= Townsend Park High School =

Segregated high school in Pine Bluff, Arkansas

Townsend Park High School was a segregated, all-black high school in Pine Bluff, Arkansas, operated by the Dollarway School District. As a result of the lawsuit Dove v. Parham, it was eventually merged into Dollarway High School.

==History==
Prior to the Brown v Board of Education decision in 1954, Arkansas law required school districts to maintain separate schools for black and white students.

The Dollarway School District initially did not operate high schools, and black students went onwards to Merrill High School of the Pine Bluff School District. The Dollarway district began construction of a high school for black students in 1954, and it opened in 1955. The school was named after Townsend Park, which in turn was named after Merrill High principal William J. Townsend, and a federal grant financed the construction of the school. National Association for the Advancement of Colored People (NAACP) member William Dove opposed the school as he believed it would frustrate the process of having black and white students attend the same schools and that the Dollarway district would not attempt to get Townsend Park High accredited. In fall 1957 Townsend Park high was not yet accredited.
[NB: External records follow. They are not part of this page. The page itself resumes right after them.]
PR #484, opened 2026-03-20
feat: add VisualCanvas component with pan and zoom (Task 1.2)

lsm:
- Add shared types: Point, Size, ViewportState, NodePosition
- Add screenToCanvas/canvasToScreen coordinate conversion helpers
- Implement VisualCanvas with two-finger scroll pan, spacebar+drag pan,
  and Ctrl/pinch zoom clamped to [0.25, 2.0] toward cursor
- Extract applyWheelEvent as pure function for deterministic unit testing
- Add 13 unit tests covering rendering, pan/zoom logic, scale clamping,
  zoom-toward-cursor behaviour, and coordinate conversion math

### DIFF
--- a/packages/web/src/components/space/visual-editor/VisualCanvas.tsx
+++ b/packages/web/src/components/space/visual-editor/VisualCanvas.tsx
@@ -1,0 +1,198 @@
+/**
+ * VisualCanvas
+ *
+ * A pannable, zoomable viewport container for the visual workflow editor.
+ *
+ * Pan methods:
+ *  - Two-finger trackpad scroll (wheel event without ctrlKey)
+ *  - Spacebar + left-click drag
+ *
+ * Zoom methods:
+ *  - Trackpad pinch (wheel event with ctrlKey=true)
+ *  - Ctrl/Cmd + scroll wheel
+ *  - Scale is clamped to [0.25, 2.0] and zooms toward cursor position.
+ */
+
+import { useEffect, useRef, useCallback } from 'preact/hooks';
+import type { ComponentChildren } from 'preact';
+import type { ViewportState } from './types';
+
+export const MIN_SCALE = 0.25;
+export const MAX_SCALE = 2.0;
+
+function clampScale(s: number): number {
+	return Math.min(MAX_SCALE, Math.max(MIN_SCALE, s));
+}
+
+/**
+ * Pure function: compute the next ViewportState for a wheel event.
+ *
+ * @param vp        Current viewport state
+ * @param deltaX    Horizontal scroll delta
+ * @param deltaY    Vertical scroll delta (negative = zoom in)
+ * @param isZoom    True when the wheel event should zoom (ctrlKey pressed / pinch)
+ * @param cursorX   Cursor X relative to the canvas container (for zoom-toward-cursor)
+ * @param cursorY   Cursor Y relative to the canvas container
+ */
+export function applyWheelEvent(
+	vp: ViewportState,
+	deltaX: number,
+	deltaY: number,
+	isZoom: boolean,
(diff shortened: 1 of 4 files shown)


lsm (commented):

Clean, well-structured implementation that meets all acceptance criteria. The code is well-documented, the pure function extraction (`applyWheelEvent`) makes the logic highly testable, and all 13 tests pass. Typecheck is clean.

### What looks good

- **Pure function extraction**: `applyWheelEvent` is a smart design choice -- it separates DOM concerns from viewport math, making the logic deterministic and easy to test.
- **Zoom-toward-cursor math**: Correctly preserves the canvas point under the cursor during zoom. The test on line 112-131 verifies this property properly.
- **Coordinate conversion**: `screenToCanvas` and `canvasToScreen` are correctly implemented as inverses. Tests verify both directions with offsets and non-unit scale.
- **Non-passive wheel listener**: Correctly uses JSX `onWheel` prop (Preact registers non-passive) so `preventDefault()` works for suppressing browser zoom/scroll.
- **Stale closure prevention**: `viewportRef` pattern on line 77-78 ensures event handlers always read fresh state.
- **Input guard**: Spacebar handler correctly skips INPUT/TEXTAREA elements (line 101-102).

### Issues

**P2: Missing `e.preventDefault()` on spacebar keydown** (`VisualCanvas.tsx`, line 99-107)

In the 1957–1958 school year the school had about 331 students. That year Dollarway district spent 28% less per capita to educate each Townsend Park High student than each student from Dollarway High School, and the district's per capita expenditure of $114 per Townsend Park High student was the least costly in the district.
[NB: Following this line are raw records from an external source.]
PR #486, opened 2026-03-20
fix: sync room chat session model when defaultModel changes to prevent glm-5-turbo errors

lsm:
Room chat sessions (`room:chat:<roomId>`) were being created with whatever
model was configured at room-creation time. If the room's defaultModel was
later changed (or was already using `glm-5-turbo`), the session kept the
stale model/provider, causing "There's an issue with the selected model
(glm-5-turbo)" errors.

Changes:
- room-handlers: when `room.update` changes `defaultModel`, immediately
  update the corresponding room chat session's config (model + provider).
  Uses a lightweight `inferProviderForModel` utility to avoid loading the
  full provider registry (which requires optional `@github/copilot-sdk`).
- room-runtime-service: same lightweight heuristic replaces the previous
  async `resolveProviderForModel` that used dynamic factory import; also
  fixes a missing `await` bug on that call site.
- test: add unit test asserting that `room.update` syncs the session
  model from glm-5-turbo/glm to sonnet/anthropic.

### DIFF
--- a/packages/daemon/src/lib/agent/agent-session.ts
+++ b/packages/daemon/src/lib/agent/agent-session.ts
@@ -83,6 +83,7 @@ import type {
 	SelectiveRewindResult,
 	SystemPromptConfig,
 	McpServerConfig,
+	Provider,
 } from '@neokai/shared';
 import type { SDKMessage } from '@neokai/shared/sdk';
 import type { DaemonHub } from '../daemon-hub';
@@ -122,6 +123,9 @@ export interface AgentSessionInit {
 
 	/** Model ID - defaults to default model */
 	model?: string;
+
+	/** Provider ID for this session — if omitted, auto-detected from model or falls back to Anthropic */
+	provider?: string;
 
 	/** Enable coordinator mode — main agent orchestrates specialist sub-agents */
 	coordinatorMode?: boolean;
@@ -470,6 +474,7 @@ export class AgentSession
 
 		const config: SessionConfig = {
 			model: init.model ?? defaultModel,
+			provider: init.provider as Provider | undefined,
 			maxTokens: 4096,
 			temperature: 1.0,
 			// Pass through system prompt from init
--- a/packages/daemon/src/lib/providers/registry.ts
+++ b/packages/daemon/src/lib/providers/registry.ts
@@ -76,6 +76,20 @@ export class ProviderRegistry {
 	}
 
 	/**
+	 * Find the first registered provider that owns this model ID.
+	 * Uses each provider's ownsModel() heuristic for auto-detection.
+	 * Returns undefined if no provider claims the model.
+	 */
+	findProviderForModel(modelId: string): Provider | undefined {
+		for (const provider of this.providers.values()) {
+			if (provider.ownsModel(modelId)) {
+				return provider;
+			}
+		}
+		return undefined;
+	}
+
+	/**
 	 * Resolve provider by explicit (modelId, providerId) pair — fully deterministic.
 	 *
 	 * Both the model ID and provider ID must be known at the call site. This is the
--- a/packages/daemon/src/lib/providers/registry.ts
+++ b/packages/daemon/src/lib/providers/registry.ts
@@ -83,7 +83,7 @@ export class ProviderRegistry {
 	 */
 	findProviderForModel(modelId: string): Provider | undefined {
 		for (const provider of this.providers.values()) {
-			if (provider.ownsModel(modelId)) {
+			if (typeof provider.ownsModel === 'function' && provider.ownsModel(modelId)) {
 				return provider;
 			}
 		}
@@ -239,20 +239,28 @@ export function resetProviderRegistry(): void {
 }
 
 /**
- * Infer the provider for a given model ID based on known naming conventions.
+ * Infer the provider for a given model ID.
  *
- * This is a static heuristic that avoids loading the full provider registry
- * (which may require optional SDK dependencies). It covers all known provider
- * model naming conventions:
- * - `glm-*` → 'glm'
- * - `minimax-*` → 'minimax'
- * - `gpt-*` → 'anthropic-codex' (Codex bridge models like gpt-5.3-codex)
- * - Everything else → 'anthropic' (standard Claude models, and Copilot models
- *   which share Claude model IDs and are routed via explicit providerId)
+ * Strategy (two-pass):
+ * 1. Try the live registry via `findProviderForModel()` — covers all registered providers
+ *    including `anthropic-copilot` and `anthropic-codex`, which have dynamic model lists.
+ *    Returns the correct provider whenever the daemon has finished initializing.
+ * 2. Fall back to a static naming heuristic when the registry is empty (e.g., unit tests
+ *    or early-startup callers where providers are not yet registered):
+ *    - `glm-*` → 'glm'
+ *    - `minimax-*` → 'minimax'
+ *    - `gpt-*` → 'anthropic-codex'
+ *    - everything else → 'anthropic'
  *
- * @public Exported so callers that cannot use the full registry can still infer providers.
+ * Callers should NOT call `initializeProviders()` just for this function — the registry
+ * is populated at daemon startup; calling it lazily at spawn-time is safe and avoids
+ * test-interference from re-registering providers.
  */
 export function inferProviderForModel(modelId: string): ProviderIdStr {
+	// Live registry lookup (populated at daemon startup, empty in unit tests)
+	const fromRegistry = getProviderRegistry().findProviderForModel(modelId)?.id;
+	if (fromRegistry) return fromRegistry as ProviderIdStr;
+	// Static fallback when registry is empty
 	if (modelId.startsWith('glm-') || modelId === 'glm') return 'glm';
 	if (modelId.startsWith('minimax-') || modelId === 'minimax') return 'minimax';
 	if (modelId.startsWith('gpt-')) return 'anthropic-codex';
--- a/packages/daemon/src/lib/providers/registry.ts
+++ b/packages/daemon/src/lib/providers/registry.ts
@@ -11,6 +11,7 @@
 
 import { createLogger } from '@neokai/shared/logger';
 import type { Provider, ProviderId, ProviderInfo } from '@neokai/shared/provider';
+import type { Provider as ProviderIdStr } from '@neokai/shared';
 
 const log = createLogger('kai:providers:registry');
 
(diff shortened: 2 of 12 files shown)


lsm (commented):

### P0: Fix does not address the actual root cause -- leader/worker agent sessions still lack provider

The task description states the bug is: *"selecting `glm-5-turbo` as the leader agent model causes the leader session to use the Anthropic/Claude Code backend instead of the GLM backend."*

The root cause is in `packages/daemon/src/lib/agent/query-runner.ts` lines 142-145:

```ts
const explicitProviderId = session.config.provider as string | undefined;
const provider = explicitProviderId
    ? providerRegistry.detectProviderForModel(modelId, explicitProviderId)
    : providerRegistry.get('anthropic');
```

When `session.config.provider` is `undefined`, the query runner **always falls back to the Anthropic provider**, regardless of the model name. This is the actual bug.

However, this PR only fixes the **room chat session** (`room:chat:<roomId>`), not the **leader or worker agent sessions**. Looking at the session creation path:

1. `createLeaderAgentInit()` in `packages/daemon/src/lib/room/agents/leader-agent.ts` (lines 1138-1156 and 1160-1177) creates an `AgentSessionInit` with `model` but **no `provider` field**
2. `AgentSessionInit` (line 101 of `agent-session.ts`) does not even have a `provider` field in its interface
3. `createSessionFromInit()` (line 465 of `agent-session.ts`) creates `SessionConfig` without a `provider` field
4. So leader sessions will always hit the `providerRegistry.get('anthropic')` fallback in `query-runner.ts`

The fix syncs the room chat session's model/provider on `room.update` and on runtime startup, but **leader and worker sessions are created fresh via `AgentSession.fromInit()` each time a task group is spawned** -- and they still have no `provider` in their config. The actual error "There's an issue with the selected model (glm-5-turbo)" will still occur for leader sessions.

**To actually fix this, the provider needs to be set either:**
- In `AgentSessionInit` (add a `provider` field and pass it from `createLeaderAgentInit` / `createCoderAgentInit`)
- Or in `createSessionFromInit()` using the same `inferProviderForModel` heuristic
- Or in `query-runner.ts` by using a model-to-provider heuristic when `explicitProviderId` is undefined instead of blindly falling back to anthropic

### P0: `room.create` has the same latent bug

In `room-handlers.ts` lines 72-81, when creating a room chat session, the `config` only sets `model` with no `provider`. If a room is created with `defaultModel: 'glm-5-turbo'`, the room chat session will be created with no provider, and the first query will fail. The PR only fixes `room.update`, not `room.create`.

### P1: Duplicated `inferProviderForModel` heuristic

The same heuristic is duplicated in two places:
- `room-handlers.ts` line 22-26 (module-level function `inferProviderForModel`)
- `room-runtime-service.ts` lines 439-443 (private method `resolveProviderForModel`)

These will inevitably drift. The function should be defined once in a shared location (e.g., `@neokai/shared` or a utility module in `packages/daemon/src/lib/providers/`).

### P1: Heuristic is incomplete -- missing `anthropic-copilot` and `anthropic-codex`

The `Provider` type (`packages/shared/src/types.ts:192`) includes `'anthropic-copilot'` and `'anthropic-codex'`, but the heuristic only maps `glm-*` and `minimax-*`, defaulting everything else to `'anthropic'`. While this may work today (copilot/codex models might use anthropic model names), it is fragile and will silently break if provider-specific model names are introduced.

### P2: Style -- import placement after function declaration

In `room-handlers.ts`, the `inferProviderForModel` function is placed between the `import` block and the remaining imports (line 17-26 is the function, line 27+ resumes imports). This is unconventional and could confuse readers. The function should be placed after all imports.

### Summary

This PR partially mitigates the symptom for room chat sessions but **does not fix the actual bug** for leader/worker sessions, which is the scenario described in the task. The root cause -- `AgentSessionInit` not carrying a `provider` field, and `query-runner.ts` defaulting to anthropic when provider is absent -- is not addressed.

lsm (commented):

Overall this PR correctly addresses the core bug -- room chat sessions created with `glm-5-turbo` would use the Anthropic provider because the provider was never stored in session config. The fix correctly propagates provider through the agent session init chain and syncs the room chat session when `defaultModel` changes. However, there are several issues to address.

---

### P0: Heuristic misses `anthropic-copilot` and `anthropic-codex` providers

**Files:** `room-runtime.ts:356-360`, `room-runtime-service.ts:439-443`, `room-handlers.ts:22-26`

The `resolveProviderForModel` / `inferProviderForModel` heuristic only handles `glm-*` and `minimax-*`, defaulting everything else to `'anthropic'`. The `Provider` type includes five variants:

```typescript
type Provider = 'anthropic' | 'glm' | 'minimax' | 'anthropic-copilot' | 'anthropic-codex';
```

Models from Copilot (e.g., `claude-3-5-sonnet-20241022` accessed via GitHub Copilot) or Codex would be incorrectly mapped to `'anthropic'` instead of `'anthropic-copilot'` or `'anthropic-codex'`. This means if a room is configured to use a Copilot-provided model, the session would be routed to the wrong provider -- the exact same class of bug this PR is fixing.

The comment says "This avoids loading the full provider registry (which requires optional SDK deps)" but this creates a maintenance hazard: any new provider added to the `Provider` type will silently fall through to `'anthropic'`.

Consider either:
1. Using `ProviderRegistry.findProviderForModel()` (which was added in this PR but is never called anywhere), or
2. At minimum, adding the Copilot/Codex model prefixes to the heuristic, or
3. Accepting that Copilot/Codex models cannot be used as room default models and documenting that limitation

### P1: `ProviderRegistry.findProviderForModel()` is dead code

**File:** `packages/daemon/src/lib/providers/registry.ts:83-90`

This method was added as part of the PR but is never called by any code path. All three call sites use the duplicated heuristic instead. Either use it or remove it -- dead code that looks like it should be the canonical solution is confusing for future maintainers.

### P1: `room.create` does not set provider in session config

**File:** `packages/daemon/src/lib/rpc-handlers/room-handlers.ts:72-78`

When a room is created, the room chat session is created with only `model` in config -- no `provider`. If the room is created with a non-Anthropic `defaultModel` (e.g., `glm-5-turbo`), the session starts with no provider. The fix only applies on `room.update` and on runtime startup sync, but there is a window between creation and the runtime startup where the session has the wrong provider. The `inferProviderForModel` function is already available in this file -- it should be used at creation time too:

```typescript
config: {
    model: room.defaultModel,
    provider: room.defaultModel ? inferProviderForModel(room.defaultModel) : undefined,
},
```

### P1: Three duplicated heuristic functions

**Files:** `room-runtime.ts:356`, `room-runtime-service.ts:439`, `room-handlers.ts:22`

The same heuristic is copy-pasted in three places. This violates DRY and guarantees they will drift. Extract to a shared utility (e.g., in `@neokai/shared` or a providers utility file that does not import the full registry).

### P2: Return type mismatch in `room-runtime.ts`

**File:** `packages/daemon/src/lib/room/runtime/room-runtime.ts:356`

`resolveProviderForModel` returns `string` while the other two copies return `Provider`. Since `TaskGroupManagerConfig.provider` is typed as `string | undefined`, this works at runtime, but it loses type safety -- a typo like `'antrhopic'` would compile fine. It should return `Provider` for consistency.

### P2: `room.create` params do not include `defaultModel`

**File:** `packages/daemon/src/lib/rpc-handlers/room-handlers.ts:44-65`

The `room.create` handler destructures params without `defaultModel`, yet it passes `room.defaultModel` to the session config. If the `createRoom` method defaults it, this works, but it means the provider can never be correctly inferred at creation time since `room.defaultModel` might be undefined.

### P3: Import ordering style

**File:** `packages/daemon/src/lib/rpc-handlers/room-handlers.ts:16-31`

The `inferProviderForModel` function definition is placed between the first import and the rest of the imports. This is unusual -- function definitions should come after all imports.

lsm (commented):

**Recommendation: APPROVE**

This is iteration 3 addressing the bug where selecting `glm-5-turbo` as the leader agent model caused the leader session to use the Anthropic backend instead of the GLM backend. The core issues from previous reviews have been addressed well.

### What was done

1. **`inferProviderForModel` consolidated in `registry.ts`** (line 255-260): Single source of truth for the model-to-provider heuristic. Covers `glm-*`, `minimax-*`, `gpt-*` (codex), and defaults to `anthropic`. The `anthropic-copilot` case is intentionally not in the heuristic since Copilot models share Claude model IDs and are routed via explicit `providerId` from the UI — this is correct and well-documented in the JSDoc.

2. **Used consistently in all 3 previously-duplicated places**:
   - `room-handlers.ts` (lines 69, 160) — `room.create` and `room.update`
   - `room-runtime.ts` (line 358) — via `resolveProviderForModel()` wrapper
   - `room-runtime-service.ts` (line 470) — sync stale room chat sessions

3. **`room.create` fixed** (line 69): Now sets `provider` when creating the room chat session via `inferProviderForModel(room.defaultModel)`.

4. **Provider propagation chain is complete**: `inferProviderForModel` -> `RoomRuntime.resolveProviderForModel` -> `TaskGroupManager.provider` -> `LeaderAgentConfig.provider` -> `AgentSessionInit.provider` -> `SessionConfig.provider` -> `query-runner.ts` reads `session.config.provider` to select the correct backend.

5. **All agent factories updated**: `coder-agent.ts`, `general-agent.ts`, `leader-agent.ts`, `planner-agent.ts` all accept and pass through `config.provider`.

6. **7 unit tests for `inferProviderForModel`**: Cover glm prefix, bare glm, minimax prefix, bare minimax, gpt prefix, claude prefix, and unknown fallback. All meaningful.

7. **room-handlers test**: Verifies that `room.update` with `defaultModel: 'sonnet'` syncs the chat session to `provider: 'anthropic'`.

1. **`ProviderRegistry.findProviderForModel()` is still dead code** (line 84-91 in `registry.ts`). It was added in this PR but never called anywhere. The standalone `inferProviderForModel()` function handles the use case without needing the full registry. This is a minor dead code issue — not blocking.

2. **No test for `room.create` provider propagation** — the test file only tests `room.update` sync. A test verifying that `room.create` passes `provider` to `sessionManager.createSession` would be nice but the function is simple enough and `inferProviderForModel` has its own tests.

3. **Empty string model edge case** — `inferProviderForModel('')` returns `'anthropic'` which is a safe fallback. The callers guard with `room.defaultModel ? inferProviderForModel(room.defaultModel) : undefined` so empty string would only reach the function if it's truthy (which empty string is not in JS). No issue here.

Overall this is a clean, well-structured fix that correctly addresses the root cause across all the necessary layers.

lsm (commented):

**Re-review of follow-up commit `ae83f67` addressing P3 nits.**

### Changes reviewed

1. **`typeof provider.ownsModel === 'function'` guard** (`packages/daemon/src/lib/providers/registry.ts:86`): Correct and safe. The `ownsModel` method is required by the `Provider` interface, but test code can register partial mocks that omit it. The runtime `typeof` check prevents `TypeError: provider.ownsModel is not a function` without masking real bugs — a provider missing `ownsModel` simply won't match, which is the right behavior (silent skip, not crash).

2. **Registry-first fallback logic** (`inferProviderForModel`, lines 259-268): Sound design. The two-pass strategy is well-documented and handles both runtime (registry populated) and test/early-startup (registry empty) scenarios correctly. The `as ProviderIdStr` cast on line 262 is acceptable since provider IDs are string-typed and the `Provider.id` field aligns with `ProviderIdStr`.

3. **No regressions**: The existing `inferProviderForModel` tests (lines 461-493) run against an empty registry (no `beforeEach` registration), so they exercise the static fallback path. The `findProviderForModel` tests within the `ProviderRegistry` describe block exercise the registry path. Both paths are covered.

### Verdict

**Recommendation: APPROVE.** No new issues introduced. The follow-up cleanly addresses the previously noted P3 concerns.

In the post-Brown period, traditionally, schools were operated on a neighborhood basis, and this allowed the white-dominated school board to continue operating segregated schools because the neighborhoods themselves were segregated.
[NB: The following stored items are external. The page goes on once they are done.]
PR #489, opened 2026-03-20
feat: add CanvasToolbar with zoom controls and fit-to-view (Task 1.4)

lsm:
- CanvasToolbar component with zoom-in (+0.25), zoom-out (-0.25), reset
  (scale=1, offset=0,0), and fit-to-view buttons
- computeFitToView pure function: computes scale/offset to center all
  nodes with configurable padding, clamps to [MIN_SCALE, MAX_SCALE]
- VisualCanvas now accepts optional `nodes` and `showToolbar` props and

In 1959 the court case Dove v. Parham ruled that three negro students had the right to attend Dollarway High School. Segregationists including Jim Johnson and Amis Guthridge incited a riot and prevented this from happening for some period of time.

By 1962, Townsend Park High had one microscope in the biology laboratory, and the school only had paper typing keyboards. Townsend Park High was not accredited until March 20, 1963.

Because of the Civil Rights Act of 1964, the school board reluctantly instituted a choice plan, which resulted in a very small number of black students attending Dollarway, but no white students attending Townsend Park. A very small number of teachers had also been transferred between the old systems. Judge J. Smith Henley ruled in Cato v. Parham that this did not satisfy the requirement for integration. White members of the school board admitted that race was still a consideration in their zoning, and that they ignored the input of the board's only black member. Judge Henley ordered that the zoning be withdrawn and that the faculty be reassigned so that the percentages were approximately equal to the percentages of the population.

Townsend Park High consolidated into Dollarway High effective 1969, with Townsend Park High School becoming Townsend Park Elementary, which it remained until it closed in 2016. High school students were sent to Dollarway High School.